Here we see that each entry in the Apowers table is a list of (A**x (mod p), x) pairs. For example, $6^7 = 279,936$, so in our (mod 1000) table we have the pair (936, 7) under 6.

In [17]:
Apowers = make_Apowers_modp(6, 10, 1000)
Apowers
Out[17]:
{1: [(1, 3)],
 2: [(8, 3), (16, 4), (32, 5), (128, 7)],
 3: [(27, 3), (81, 4), (243, 5), (187, 7)],
 4: [(64, 3), (256, 4), (24, 5), (384, 7)],
 5: [(125, 3), (625, 4), (125, 5), (125, 7)],
 6: [(216, 3), (296, 4), (776, 5), (936, 7)]}

And each item in the Czroots table is of the form {C**z (mod p): [(C, z), ...]}. For example, 936: [(6, 7)].

In [18]:
make_Czroots_modp(Apowers)
Out[18]:
defaultdict(list,
            {1: [(1, 3)],
             8: [(2, 3)],
             16: [(2, 4)],
             24: [(4, 5)],
             27: [(3, 3)],
             32: [(2, 5)],
             64: [(4, 3)],
             81: [(3, 4)],
             125: [(5, 3), (5, 5), (5, 7)],
             128: [(2, 7)],
             187: [(3, 7)],
             216: [(6, 3)],
             243: [(3, 5)],
             256: [(4, 4)],
             296: [(6, 4)],
             384: [(4, 7)],
             625: [(5, 4)],
             776: [(6, 5)],
             936: [(6, 7)]})

Let's run the program:

In [19]:
%time beal_modp(500, 100)
CPU times: user 9 s, sys: 145 ms, total: 9.14 s
Wall time: 9.27 s

This is a bit faster than the previous version, and the idea is that as we start dealing with much larger integers, this version will be even faster, relatively.

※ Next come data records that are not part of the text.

PR #70, opened 2019-09-27
[OCONF-184] coconut conf history command

graduta:


coconut/cmd/configuration_history.go
```diff
@@ -0,0 +1,48 @@
+/*
+ * === This file is part of ALICE O² ===
+ *
+ * Copyright 2018 CERN and copyright holders of ALICE O².
```
teo: Please make sure that the year is correct in all headers.

coconut/cmd/configuration_history.go
```diff
@@ -0,0 +1,48 @@
...
+
+package cmd
+
+import (
+	"github.com/AliceO2Group/Control/coconut/configuration"
+	"github.com/spf13/cobra"
+)
+
+var configurationHistoryCmd = &cobra.Command{
+	Use:   "history [component]",
```
teo: I'd use angled <> brackets here, as the component is mandatory. I'd also call it "query" as it can include just the component, or also the entry.

coconut/cmd/configuration_history.go
```diff
@@ -0,0 +1,48 @@
...
+	Aliases: []string{"h"},
+	Example: `coconut conf history <component>
+coconut conf history <component> <entry>
+coconut conf history <component>/<entry>`,
+	Short: "List all existing entries with timestamps of a specified component in Consul",
+	Long: `The configuration history command will return all entries with
```
teo: s/will return/returns/

coconut/configuration/configuration.go
```diff
@@ -64,6 +67,15 @@ const  (
 	logicError = iota // Logic/Output error
 )
 
+var(
+	white = color.New(color.FgHiWhite).SprintFunc()
+	blue = color.New(color.FgHiBlue).SprintFunc()
+	green = color.New(color.FgHiGreen).SprintFunc()
+	yellow = color.New(color.FgHiYellow).SprintFunc()
+	red = color.New(color.FgHiRed).SprintFunc()
+	grey = color.New(color.FgWhite).SprintFunc()
```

I could improve this version by caching certain computations, managing the memory layout better, moving some computations out of loops, considering using multiple primes (as in a Bloom filter), finding a way to parallelize the program, and re-coding in a faster compiled language (such as C++ or Go or Julia). Then I could invest thousands (or millions) of CPU hours searching for counterexamples.

But Witold Jarnicki and David Konerding already did that: they wrote a C++ program that built a table of $C^z \;(\mbox{mod} \; p)$ up to $5000^{5000}$, and, in parallel across thousands of machines, searched for $A, B$ up to 200,000 and $x, y$ up to 5,000, but found no counterexamples. On a smaller scale, Edwin P. Berlin Jr. searched all $C^z$ up to $10^{17}$ and also found nothing. So I don't think it is worthwhile to continue on that path.

Conclusion

This was fun, but I can't recommend anyone spend a serious amount of computer time looking for counterexamples to the Beal Conjecture—the money you invest in computer time would be more than the expected value of your prize winnings. I suggest you work on a proof rather than a counterexample, or work on some other interesting problem instead!